In the listing below, locate the lines that hold "changes" and copy them.
──────────
PR #464, opened 2016-12-20
Navigation Bar: complete refactor (ES6, Redux, CSS)

Copons:
### ⚠️ VERY WIP ⚠️

Create new `NavigationBar`, `TagList`, `EditableList` components, all almost
completely independent from the root `App` component (except for the
buckets).

### DIFF
--- a/lib/app.jsx
+++ b/lib/app.jsx
@@ -17,7 +17,7 @@ import NoteInfo from './note-info'
 import NoteList from './note-list'
 import NoteEditor	from './note-editor'
 import SearchField from './search-field'
-import NavigationBar from './navigation-bar'
+import NavigationBar from './blocks/navigation-bar/index';
 import Auth from './auth'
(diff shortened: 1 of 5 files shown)


dmsnell:
@copons I like what you are doing with the props. Do you think it would be possible to do _just_ the prop/action moves in another PR that logically precedes this one? I think that would be stellar and could be done in a PR which doesn't introduce any functional changes to the app.

Copons:
@dmsnell I'm not sure I got what you mean with functional changes. 
The only differences right now are the ES6ification of the functions (and the moving of the components into their own folders), but other than that it's exactly the same as before.

dmsnell:
@copons what's the status on this PR? does it need updating, does it need splitting, does it need abandoning?

rodrigoi:
Closing this as stale. @Copons, feel free to reopen this any time.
──────────
**Answer box**
@copons I like what you are doing with the props. Do you think it would be possible to do _just_ the prop/action moves in another PR that logically precedes this one? I think that would be stellar and could be done in a PR which doesn't introduce any functional changes to the app.
@dmsnell I'm not sure I got what you mean with functional changes. 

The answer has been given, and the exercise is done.